Photo obtained from Cleveland.com, courtesy of the EPA.
The U.S. Environmental Protection Agency (EPA), Washington, has began cleanup of a recycling facility that house potentially toxic light bulbs and other hazardous waste. Two to 3 million spent fluorescent bulbs, 250 drums of polychlorinated biphenyl- (PCB-) containing lighting ballasts and other electronic equipment were stored at the former Fluorescent Recycling Inc. warehouse in Cleveland.
Though called a recycling facility, the plant seems to have operated mainly as a storage facility until a fire in mid-February 2018. The Cleveland fire department notified the Ohio EPA about the stored items at that time. The Ohio agency contacted the U.S. EPA to warn about the potential threat of the facility to the public. The EPA determined the facility was contaminated with mercury vapors and PCBs.

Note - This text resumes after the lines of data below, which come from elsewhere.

Issue #1457, opened 2023-01-29
MDExpansionPanel doesn't work well in MDBottomNavigationItem


PythonLaboratory:
### Description of the Bug

MDExpansionPanel does not work well in MDBottomNavigationItem: it does not open and close well or even flies away. If MDBottomNavigationItem is not used, then everything is fine.

### Code and Logs

```python
import os


from kivy.lang import Builder

from kivymd.app import MDApp
from kivymd.uix.tab import MDTabsBase
from kivymd.uix.floatlayout import MDFloatLayout
from kivymd.uix.boxlayout import MDBoxLayout
from kivymd.icon_definitions import md_icons
from kivymd.uix.expansionpanel import MDExpansionPanel, MDExpansionPanelThreeLine
from kivymd import images_path


KV = '''
MDBoxLayout:
    orientation: "vertical"

    MDTopAppBar:
        title: "Example Tabs"

    MDBottomNavigation:

        MDBottomNavigationItem:
            text: 'home'
            icon: 'home'
            
            MDTabs:
                id: tabs

<Content>
    adaptive_height: True

    TwoLineIconListItem:
        text: "(050)-123-45-67"
        secondary_text: "Mobile"

        IconLeftWidget:
            icon: 'phone'

<Tab>
    orientation: 'vertical'

    MDScrollView:

        MDGridLayout:
            id: box
            cols: 1
            adaptive_height: True
'''


class Content(MDBoxLayout):
    '''Custom content.'''


class Tab(MDBoxLayout, MDTabsBase):
    '''Class implementing content for a tab.'''

    def on_kv_post(self, *args):

        self.load()
        
    def load(self):

        for i in range(3):
            self.ids.box.add_widget(
                MDExpansionPanel(
                    icon=os.path.join(images_path, "logo", "kivymd-icon-128.png"),
                    content=Content(),
                    panel_cls=MDExpansionPanelThreeLine(
                        text="Text",
                        secondary_text="Secondary text",
                        tertiary_text="Tertiary text",
                    )
                )
            )

            
class Example(MDApp):
    icons = list(md_icons.keys())[15:30]

    def build(self):
        
        self.theme_cls.theme_style = "Dark"
        self.theme_cls.primary_palette = "Orange"
        
        return Builder.load_string(KV)

    def on_start(self):
        for tab_name in self.icons:
            self.root.ids.tabs.add_widget(Tab(icon=tab_name))


Example().run()
```

How to fix it right now?

### Versions

[...]

PR #1458, opened 2023-01-31
Fixed using MDExpansionPanel inside MDBottomNavigation

PythonLaboratory:

MDExpansionPanel does not work well in MDBottomNavigationItem: it does not open and close well or even flies away. [#1457](url)

### Description of Changes

Now `check_open_panel` is called on the `on_press` event, not `on_release`


PythonLaboratory:
Maybe this is not the best solution, but at least it solves the problem

HeaTTheatR:
I think this is not a very good solution that cannot be merged with the main branch of the KivyMD library - https://github.com/kivymd/KivyMD/pull/1456

Issue #1441, opened 2022-12-26
ZeroDivisionError on exiting the header of a sortable column


TMaddox:
### Description of the Bug

On executing the code from https://kivymd.readthedocs.io/en/1.1.1/components/datatables/ I get the following error:

```
Exception ignored in: 'kivy.graphics.vertex_instructions.Line.prebuild_rounded_rectangle'
 Traceback (most recent call last):
   File "C:\Users\michael\miniconda3\envs\hamster\lib\site-packages\kivy\core\window\__init__.py", line 1627, in on_draw     self.render_context.draw()
 ZeroDivisionError: float division by zero
 ZeroDivisionError: float division by zero
```

The error seems to occur only when the header of a sortable column is exited (Signal Name, Schedule, Team Lead on the example from the docs). Also, the error does not crash the application.

### Code and Logs

https://kivymd.readthedocs.io/en/1.1.1/components/datatables/#api-kivymd-uix-datatables-datatables

### Versions

* OS: Windows 10
* Python: 3.9.15
* Kivy: 2.1.0
* KivyMD: 1.1.1

Obliman:
I found that this error can be prevented by changing the following line in `kivymd/uix/tooltip/tooltip.py`:

`anim = Animation(_scale_x=0, _scale_y=0, d=0.1) + Animation(opacity=0, d=0.2)`

Becomes:

`anim = Animation(_scale_x=1, _scale_y=1, d=0.1) + Animation(opacity=0, d=0.2)`

The difference is setting `_scale_x` and ` _scale_y` to 1 instead of 0. Visually I don't see a difference, so I'm not clear on what setting zero scale values does. My guess is that calculating a radius for a zero dimension is what leads to the error...?

oliverbrace:
Not sure when people think this will be sorted but is anyone aware of a work around for now? 
Thanks

HeaTTheatR:
Fixed in master branch.

PR #1475, opened 2023-03-17
Address header sort button divide by zero error

nhansendev:

Addresses the bug mentioned in #1441 by removing the lines that resize the sort button to have a height of zero, which leads to a divide by zero error when calculating rounded rectangle radius. Visually it looks the same as before the error was fixed since the items being hidden also have opacity toggled as needed.

See the example code in the [documentation for datatables](https://kivymd.readthedocs.io/en/1.1.1/components/datatables/). Zero-division errors only appeared when the mouse moved out of one of the **sortable** header titles, which causes the sort button to be resized while disappearing.

### Reproducing the problem

See the example code in the [documentation for datatables](https://kivymd.readthedocs.io/en/1.1.1/components/datatables/).

kivymd_bug_1441_

### Description of Changes

Removing the lines that resize the button to have a height of zero.

See the example code in the [documentation for datatables](https://kivymd.readthedocs.io/en/1.1.1/components/datatables/).


nhansendev:
Note: as far as I know setting the button size to zero serves no purpose as long as setting opacity to zero is sufficient. If there is a situation where opacity leaves something still visible, or the size of the header is affected by the sort button size not being zero, then we would need a different solution. Surely there is a more "proper" way to hide a widget in that case?

HeaTTheatR:
@Obliman In this case, we need to set the button to the disabled/disabled state, because having zero `opacity`, the sort button will still respond to user events.

nhansendev:
Added the button enable/disable lines alongside the opacity ones.

HeaTTheatR:

PR #1482, opened 2023-04-07
Time picker format

edwinjosegeorge:

While setting time, if the hour is 0, then it should convert to 12 AM

call set_time(datetime.time(hour=0, minute=22))

### Reproducing the problem

```python
my_time = MDTimePicker()
my_time.set_time(datetime.time(hour=0, minute=20))
```

image

### Description of Changes

Use of standard library for conversion

image

```python
my_time = MDTimePicker()
my_time.set_time(datetime.time(hour=0, minute=20))
```


HeaTTheatR:

PR #1483, opened 2023-04-10
Fix-Pillow-Update-Version

aamirawan7584:

Kivy MD internally uses Pillow for drawings and it was working fine.
Pillow team has updated the pillow to version 9.5.0 which seems to be not compatible with Kivy MD so until we change implementation we can specify the previous Pillow stable version for installation.
[Pillow Release Notes:](https://pillow.readthedocs.io/en/stable/releasenotes/9.5.0.html)

Description of the algorithm of actions

### Reproducing the problem
Just try to run any kivy md application without updating the pillow version.

kivymdIssue

### Description of Changes

Fixed Pillow version to 9.4.0 which is a previous stable version of Pillow and works well with Kivy MD


HeaTTheatR:
We don't use Pillow for elevation behavior.

PR #1513, opened 2023-06-18
better touch behaviour

Kak0ytachel:

unable to bind outer `on_long_touch` method (and simmilar ones)

calling on_long_touch() itself whithout dispatching

### Reproducing the problem

```python
from kivy.uix.button import Button
from kivymd.app import MDApp
from kivymd.uix.behaviors import TouchBehavior


class MainApp(MDApp):
    def build(self):
        btn = MyButton()
        btn.text = 'Hello world'
        btn.bind(on_long_touch=self.long_touch)
        return btn

    def long_touch(self, *args):
        print('outer long touch')


class MyButton(Button, TouchBehavior):
    def on_long_touch(self, touch, *args):
        print('inner long touch')


MainApp().run()
```

### Description of Changes

calling methods via dispatcher

### DIFF
--- a/kivymd/uix/behaviors/touch_behavior.py
+++ b/kivymd/uix/behaviors/touch_behavior.py
@@ -68,6 +68,9 @@ class TouchBehavior:
 
     def __init__(self, **kwargs):
         super().__init__(**kwargs)
+        self.register_event_type("on_long_touch")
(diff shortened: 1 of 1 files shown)


HeaTTheatR:

PR #1546, opened 2023-08-24
Allow screens with multiple uppercase words to be added to screens.py

krille90:
allow to add screen with multiple UpperCase words, e.g.  "NotificationSettingsScreen" to the screens.py file

Currently, when you add a view using kivymd.add_view, screens with more than two words in name won't be added properly to screens.py and need to added manually.

The problem lies in the add_view.py, which only allows name length of 2 (`len(res) == 2`)

### Reproducing the problem

```sh
kivymd.add_view MVC . DebugMenuScreen
```

### Description of Changes

the check was altered, such that it now allows screens with the minimum length of two words (`len(res) >= 2`)
Additionally the screen list key generation was changed to use all words in the screen name

```sh
kivymd.add_view MVC . DebugMenuScreen
```


HeaTTheatR:

PR #1580, opened 2023-12-23
Use `mActivity` provided by `android`

T-Dynamos:
Because `org.kivy.android.PythonActivity` is not same in every app and `android` module selects name itself. 

See:
https://github.com/kivy/buildozer/blob/079101d9086846c3fc5066de40506742bc044c9a/buildozer/default.spec#L145-L153


HeaTTheatR:
I think you should have made a pull request to the `2.0.0` branch, not the `1.2.0` branch.

T-Dynamos:
yes, I know.

PR #1591, opened 2024-01-21
Fix docs build v2

p0lygun:
Description of the problem
The docs CI is failing as we import kivymd in docs generation.

Describe the algorithm of actions that leads to the problem
This happens because the version of the package is defined in the __init__.py of kivymd.
When importing that it also runs [this](https://github.com/kivymd/KivyMD/blob/master/kivymd/__init__.py#L64) line, which then imports kivy, this issue should be fixed in the latest kivy, but its best to have version info in a separate file


HeaTTheatR:
Is this PR ready to merge?

p0lygun:
yes, all build system should work the same, but if anything breaks please feel free to ping me

HeaTTheatR:
Okay, thanks

D111sP:
Hello everyone, the large Materialyoucolor library does not want to work on a 32-bit system

D111sP:
ImportError: dlopen failed: "/data/data/com.autograd.ag_emp/files/app/_python_bundle/site-packages/materialyoucolor/quantize/celebi.so" is 64-bit instead of 32-bit

HeaTTheatR:
Are 32-bit systems still supported?

T-Dynamos:
Did you use recipe for building?

> ImportError: dlopen failed: "/data/data/com.autograd.ag_emp/files/app/_python_bundle/site-packages/materialyoucolor/quantize/celebi.so" is 64-bit instead of 32-bit

p0lygun:
why is this discussion taking place in the PR ?

PR #1629, opened 2024-02-27
(`uix/scrollview`): Implement material design specifications for `MDS…

### LINKED ISSUE #1602: Implement new "stretch and bounce back" scroll effect
With Android 12:

| Pull stretch | Fling stretch |
| ------------- | ------------- |
| image  | image |

> Starting in Android 12 (API level 31), the visual elements stretch and bounce back on a drag event and fling and bounce back on a fling event.

Source: https://developer.android.com/develop/ui/views/touch-and-input/gestures/scroll

T-Dynamos:
Closes #1602

### DIFF
--- a/examples/material_scroll.py
+++ b/examples/material_scroll.py
@@ -1,0 +1,124 @@
+import os
+import sys
+
+from kivy.core.window import Window
+from kivy.metrics import dp
+from kivy.uix.boxlayout import BoxLayout
+from kivy.lang import Builder
+from kivy import __version__ as kv__version__
+from kivymd import __version__
+from kivymd.app import MDApp
+from materialyoucolor import __version__ as mc__version__
+
+from examples.common_app import CommonApp, KV
+
+MAIN_KV = """
+<Item>:
+    size_hint_y:None
+    height:dp(50)
+    text:""
+    sub_text:""
+    icon:""
+    spacing:dp(5)
+    MDIcon:
+        icon:root.icon
+        size_hint:None, 1
+        width:self.height
+    BoxLayout:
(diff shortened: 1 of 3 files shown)


main.py
HeaTTheatR, line 1: Can you delete this file? It is not needed in the modules of the KivyMD library. It would be better if we add this file to the examples folder - `examples`

T-Dynamos: @HeaTTheatR Done, Please test for further bugs.

HeaTTheatR:
In this implementation, the behavior needs to be slightly changed. In Android, it behaves somewhat differently, as far as I know. At the moment, the zoom effect is applied at the moment when the list has reached the end/beginning. In Android, the scale is also applied at the over_scroll event.

HeaTTheatR:
I can't help with this right now, because there are already a lot of changes in my local repository related to dynamic color, which does not work with the Python implementation. That is, I still have a lot of work to finish.

T-Dynamos:
> In this implementation, the behavior needs to be slightly changed. In Android, it behaves somewhat differently, as far as I know. At the moment, the zoom effect is applied at the moment when the list has reached the end/beginning. In Android, the scale is also applied at the over_scroll event.

You should try to force overscroll, it will zoom.

HeaTTheatR:
Cool! It's working now! Great job!

examples/material_scroll.py
HeaTTheatR, line 1: `ModuleNotFoundError: No module named 'psutil'`

In `Unix`, as I understand it, there is no pre-installed module `psutil`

According to a U.S. EPA news release, the agency will address the hazardous contamination accumulated throughout the entire warehouse. and will provide technical assistance to the Cleveland Fire Department.
The owner has now provided U.S. EPA with access to the warehouse for what the agency calls "a Superfund time-critical removal action to remove contaminants." Fluorescent Recycling Inc. historically operated as a spent fluorescent lighting waste transporter, according to the agency.
Eric Pohl, an EPA on-scene coordinator, says in an online report on Cleveland.com that the air quality is not a threat to the area surrounding the warehouse and the EPA is monitoring and testing the air quality daily. Officials are removing the lamps and PCBs because they contain mercury, which can be harmful when inhaled or absorbed through the skin.
Pohl says in the report there is no timeline on the cleanup’s completion.